PR #1088, opened 2022-04-07
rust-session-manager: better crate name handling logic

liushuyu:
- rust-session-manager: set and validate crate name properly
- testsuite/rust: fix the testcases and add more testcases for testing crate name handling


gcc/rust/rust-session-manager.cc
```diff
@@ -474,6 +498,26 @@ Session::enable_dump (std::string arg)
 void
 Session::parse_files (int num_files, const char **files)
 {
+  rust_assert (num_files > 0);
+
+  if (options.crate_name.empty ())
+    {
+      /* HACK: We use the first file to infer the crate name, which might be
+       * incorrect: since rustc only allows one file to be supplied in the
+       * command-line */
```
liushuyu, line 507: I actually would like to add the following changes so that this assumption will always be true:

```diff
diff --git a/gcc/rust/rust-lang.cc b/gcc/rust/rust-lang.cc
index 5ecd79b15..5f06862eb 100644
--- a/gcc/rust/rust-lang.cc
+++ b/gcc/rust/rust-lang.cc
@@ -168,6 +168,12 @@ grs_langhook_parse_file (void)
 {
   rust_debug ("Preparing to parse files. ");
 
+  /* Rust only allows the "root file" to be supplied */
+  if (num_in_fnames > 1) {
+    rust_error_at(Location(), "multiple input filenames provided");
+    return;
+  }
+
   Rust::Session::get_instance ().parse_files (num_in_fnames, in_fnames);
 }
 
```

gcc/testsuite/rust/compile/bad-crate-name.rs
```diff
@@ -0,0 +1,4 @@
+// { dg-additional-options "-frust-crate=bad+name" }
+// { dg-excess-errors "invalid crate name: ...." }
+// { dg-excess-errors "unrecognized command-line option ...." }
```
liushuyu, line 3: Is there a better way to write those directives? It looks like error messages w/o location information can't be matched by `dg-error`.

gcc/rust/rust-session-manager.cc
```diff
@@ -474,6 +498,26 @@ Session::enable_dump (std::string arg)
 void
 Session::parse_files (int num_files, const char **files)
 {
+  rust_assert (num_files > 0);
```
liushuyu, line 501: Is this `assert` necessary? I am not quite sure.

gcc/rust/rust-session-manager.cc
```diff
@@ -474,6 +498,26 @@ Session::enable_dump (std::string arg)
...
+      /* HACK: We use the first file to infer the crate name, which might be
+       * incorrect: since rustc only allows one file to be supplied in the
+       * command-line */
+      auto crate_name = infer_crate_name (files[0]);
+      rust_debug_loc (Location (), "inferred crate name: %s",
+		      crate_name.c_str ());
+      if (!options.set_crate_name (crate_name))
+	{
+	  rust_error_at (
+	    Location (),
```
liushuyu, line 514: I actually want to fake location information here so that it points to the `<input-file>:1` or something like that.

So that `(inferred from the input file %<%s%>)` could be omitted.

gcc/rust/rust-session-manager.h
```diff
@@ -205,9 +208,31 @@ struct CompileOptions
     enable_dump_option (DumpOption::TYPE_RESOLUTION_DUMP);
   }
 
+  /* Validate the crate name using the ASCII rules
+   TODO: Support Unicode version of the rules */
+  bool validate_crate_name (const std::string crate_name)
```
CohenArthur, line 213:
```suggestion
  bool validate_crate_name (const std::string &crate_name)
```

gcc/rust/rust-session-manager.h
```diff
@@ -205,9 +208,31 @@ struct CompileOptions
...
+  {
+    if (crate_name.length () > kMaxNameLength || crate_name.empty ())
+      return false;
+    for (auto &c : crate_name)
+      {
+	if (!(ISALNUM (c) || c == '_' || c == '-'))
+	  return false;
+      }
+    return true;
+  }
```
CohenArthur, line 223: This is something we can easily add unit tests for! If you think it would be useful, it would be great to have a base in place for when we implement UTF-8 crate names as you mention in the TODO above

gcc/rust/rust-session-manager.h
```diff
@@ -205,9 +208,31 @@ struct CompileOptions
...
-    // TODO: validate the crate name?
+    if (!validate_crate_name (name))
+      return false;
+
+    /* Replace all the '-' symbols with '_' per Rust rules */
+    for (size_t i = 0; i < name.size (); i++)
+      {
+	if (name[i] == '-')
+	  name[i] = '_';
+      }
```
CohenArthur, line 235:
```suggestion
    for (auto &c: name)
	if (c == '-')
	  c = '_';
```
Any reason why you use the range based for loop above and not here?

gcc/rust/rust-session-manager.h
```diff
@@ -205,9 +208,31 @@ struct CompileOptions
...
+  /* Validate the crate name using the ASCII rules
+   TODO: Support Unicode version of the rules */
+  bool validate_crate_name (const std::string crate_name)
+  {
+    if (crate_name.length () > kMaxNameLength || crate_name.empty ())
+      return false;
+    for (auto &c : crate_name)
+      {
+	if (!(ISALNUM (c) || c == '_' || c == '-'))
+	  return false;
```
CohenArthur, line 220: I think it would be good to emit the error here rather than when checking for the return value of `set_crate_name`? This way, we could have errors saying ("crate name cannot be empty", "crate name cannot be longer than 64 characters", "invalid character in crate name: @") and so on

CohenArthur (changes requested):

gcc/rust/rust-session-manager.h
liushuyu: You are right! I will change the implementation to emit an error here.

gcc/rust/rust-session-manager.cc
```diff
@@ -53,7 +53,32 @@ const char *kHIRDumpFile = "gccrs.hir.dump";
...
+{
+  if (filename == "-")
+    return kDefaultCrateName;
+
+  std::string crate = std::string (filename);
+#ifdef __WIN32
+  size_t path_sep = crate.find_last_of ('\\');
+#else
+  size_t path_sep = crate.find_last_of ('/');
+#endif
```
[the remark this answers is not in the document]
liushuyu: > There's a `file_separator` constant somewhere in the parser :D I think it would help here. It's located [here in rust-system.h](https://github.com/Rust-GCC/gccrs/blob/master/gcc/rust/rust-system.h#L64-L70)

Ah, thank you for the pointer! I will use that instead.

CohenArthur:
Sorry about all the nitpicking @liushuyu :D This looks great! Thank you for working on it!

gcc/rust/rust-session-manager.h
liushuyu: > This is something we can easily add unit tests for! If you think it would be useful, it would be great to have a base in place for when we implement UTF-8 crate names as you mention in the TODO above

I will add some unit-tests for this.

liushuyu:
> Sorry about all the nitpicking @liushuyu :D This looks great! Thank you for working on it!

Don't worry about the "nitpicking", I can't learn anything from contributing to this project if nobody points out the issues, isn't it 😄

gcc/rust/rust-session-manager.h
liushuyu: > Any reason why you use the range based for loop above and not here?

I had an incorrect intuition that C++ for-range loops can't mutate the elements, so I used the C-style for loop here.

I will switch to the for-range loop here

CohenArthur: I'm pretty sure the rules are as follow (I'm not well-versed in C++ by any means):

1. `auto &elt` is just a regular reference, so it is mutable by default
2. `const auto &elt` is a const reference, immutable
3. `auto elt` creates a copy of the element, so the copy is mutable but will not modify the underlying iterator
4. `const auto elt` also create a copy, but an immutable one obviously

liushuyu:
I have changed the display style of the error when inferred crate name is invalid to this:

```
./gcc/rust1 -flto -frust-dump-parse -Warray-bounds -fdump-tree-gimple ../gcc/testsuite/rust/compile/bad_file_name.txt.rs -o t.s              04:43:42
rust1: error: invalid character ‘.’ in crate name: ‘bad_file_name.txt’
../gcc/testsuite/rust/compile/bad_file_name.txt.rs: note: crate name inferred from this file
```

gcc/rust/rust-session-manager.h
liushuyu: Unit-tests added. But I am not sure if I am doing this right, since the only unit test framework I could find was the `selftest` module.

CohenArthur: selftest is the correct framework to use :) Good job

gcc/rust/rust-session-manager.cc
```diff
@@ -1113,3 +1186,32 @@ TargetOptions::enable_implicit_feature_reqs (std::string feature)
...
+
+#if CHECKING_P
+namespace selftest {
+void
+rust_crate_name_validation_test (void)
+{
+  ASSERT_TRUE (Rust::CompileOptions::validate_crate_name ("example"));
+  ASSERT_TRUE (Rust::CompileOptions::validate_crate_name ("abcdefg_1234"));
+  ASSERT_TRUE (Rust::CompileOptions::validate_crate_name ("1"));
+  // The next test does not pass as of current implementation
```
CohenArthur, line 1198: We should add a `TODO` or a `FIXME` here

gcc/rust/rust-session-manager.cc
```diff
@@ -1113,3 +1186,32 @@ TargetOptions::enable_implicit_feature_reqs (std::string feature)
  *  - code generation
  *  - link */
 } // namespace Rust
+
+#if CHECKING_P
+namespace selftest {
+void
+rust_crate_name_validation_test (void)
```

**Brief**
Scan the entries above for the word "style", then copy every line in which it occurs.

**Response to the task**
I had an incorrect intuition that C++ for-range loops can't mutate the elements, so I used the C-style for loop here.
I have changed the display style of the error when inferred crate name is invalid to this:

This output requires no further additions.